◆ Recorded information:
§
PR #804, opened 2021-12-10
refactor(cli): removed CLI since it is outdated by now

frol:


luixo:
Probably changed should be also made to:
- `README.md` (question "How to query internal Explorer database from CLI?")
- `CODEOWNERS`

luixo (approved):

frol:
@luixo Good catch! Thanks

PR #805, opened 2021-12-10
refactor(backend): disambiguated the configuration options

frol:
@shelegdmitriy @luixo I don't expect you do extensive review here, but I still want to mention you in the PR, so you are aware of the change

Main objectives:

* I wanted to add a quick fix for telemetry database connection configuration, so it can use up to 15 connections (otherwise we cannot store 50+ telemetry requests per second of constant load)
* Along the way, I wanted to decouple read vs write credentials to telemetry database, so we can actually use the read replica for the read queries
* I decided to make the other configuration options more explicit as to what type of access they are going to be used (received a feedback from people that initially tried to use non-archival RPC server with Explorer and failed to fetch the details about transactions that were included more than 5 epoch [~2.5 days] ago)

### DIFF
--- a/backend/config/database.js
+++ b/backend/config/database.js
@@ -1,23 +1,67 @@
 module.exports = {
-  telemetryDatabase: {
+  readOnlyIndexerDatabase: {
     dialect: "postgres",
-    host: process.env.NEAR_TELEMETRY_DATABASE_HOST,
-    database: process.env.NEAR_TELEMETRY_DATABASE_NAME,
-    username: process.env.NEAR_TELEMETRY_DATABASE_USERNAME,
-    password: process.env.NEAR_TELEMETRY_DATABASE_PASSWORD,
+    host:
+      process.env.NEAR_READ_ONLY_INDEXER_DATABASE_HOST ||
+      process.env.NEAR_INDEXER_DATABASE_HOST,
+    database:
+      process.env.NEAR_READ_ONLY_INDEXER_DATABASE_NAME ||
+      process.env.NEAR_INDEXER_DATABASE_NAME,
+    username:
+      process.env.NEAR_READ_ONLY_INDEXER_DATABASE_USERNAME ||
+      process.env.NEAR_INDEXER_DATABASE_USERNAME,
+    password:
+      process.env.NEAR_READ_ONLY_INDEXER_DATABASE_PASSWORD ||
+      process.env.NEAR_INDEXER_DATABASE_PASSWORD,
+    logging: false,
   },
-  indexerDatabase: {
+  readOnlyAnalyticsDatabase: {
     dialect: "postgres",
-    host: process.env.NEAR_INDEXER_DATABASE_HOST,
-    database: process.env.NEAR_INDEXER_DATABASE_NAME,
-    username: process.env.NEAR_INDEXER_DATABASE_USERNAME,
-    password: process.env.NEAR_INDEXER_DATABASE_PASSWORD,
+    host:
+      process.env.NEAR_READ_ONLY_ANALYTICS_DATABASE_HOST ||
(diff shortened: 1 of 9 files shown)


backend/config/database.js
```diff
@@ -1,23 +1,67 @@
 module.exports = {
-  telemetryDatabase: {
+  readOnlyIndexerDatabase: {
     dialect: "postgres",
-    host: process.env.NEAR_TELEMETRY_DATABASE_HOST,
-    database: process.env.NEAR_TELEMETRY_DATABASE_NAME,
-    username: process.env.NEAR_TELEMETRY_DATABASE_USERNAME,
-    password: process.env.NEAR_TELEMETRY_DATABASE_PASSWORD,
+    host:
```
luixo, line 4: It's still pretty ambiguous for me - why the property is called readonly, while the env can be either readonly or not-readonly?
Should we call variable `NEAR_INDEXER_DATABASE_HOST` something like `NEAR_READ_WRITE_INDEXER_DATABASE_HOST`?

backend/models/index.js
```diff
@@ -5,81 +5,69 @@ const path = require("path");
...
-  dbConfig.telemetryDatabase.username,
-  dbConfig.telemetryDatabase.password,
-  {
-    ...dbConfig.telemetryDatabase,
-    logging: false,
-  }
-);
+let _exports = {};
+
+const sequelizeTelemetryBackend = dbConfig.writeOnlyTelemetryDatabase.host
```
luixo, line 11: Why the variable below called `sequelizeTelemetryBackendReadOnly`, but this one is not `sequelizeTelemetryBackendWriteOnly`?

backend/src/index.js
```diff
@@ -140,13 +140,8 @@ function startStatsAggregation() {
 async function main() {
   console.log("Starting Explorer backend...");
 
-  try {
+  if (models.sequelizeTelemetryBackend) {
```
luixo, line 143: Why won't this be throwing errors anymore?

shelegdmitriy: If I'm not mistaken that's because now it will switch to public credentials automatically which prevents throwing annoying errors to console

shelegdmitriy:
Well, I think all this refactor also caused by our attempt to configure backend & frontend preview deploy
@frol am I right?

backend/config/database.js
frol: Those are fallback arguments to keep the backwards compatibility

frol: > Should we call variable NEAR_INDEXER_DATABASE_HOST something like NEAR_READ_WRITE_INDEXER_DATABASE_HOST?

We don't write to it from Explorer side, so it is read-only.

For telemetry, we have a master database instance where we write the data when Explorer receives the telemetry requests, and then we also read the data from a read replica.

backend/models/index.js
frol: I did not want to refactor the whole world. My main concern was that we actually used the same telemetry instance for writes and reads due to re-using the same configuration options, and I actually wanted to fix that.

backend/src/index.js
frol: We only needed to catch an error here since we used the same credentials for reads and writes to telemetry database and this code attempted to create tables with read-only credentials (unless you configure it with private credentials with write access), and we simply ignored that failure since the assumption was that if we cannot create the telemetry tables, we won't be able to store the telemetry data, but that is not critical since on dev server you won't get telemetry requests anyway.

Now, in the contrast, we can simply skip even trying to initialize telemetry database if the write credentials are not set. Thus, we don't throw any scary errors at developers.

frol:
I have added objectives to the description of the PR, so it we are on the same page.

shelegdmitriy (approved):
§
◆ Task instructions: In how many lines of the data above does the word "instance" occur? Only the number is wanted.

◆ Output for this task: 2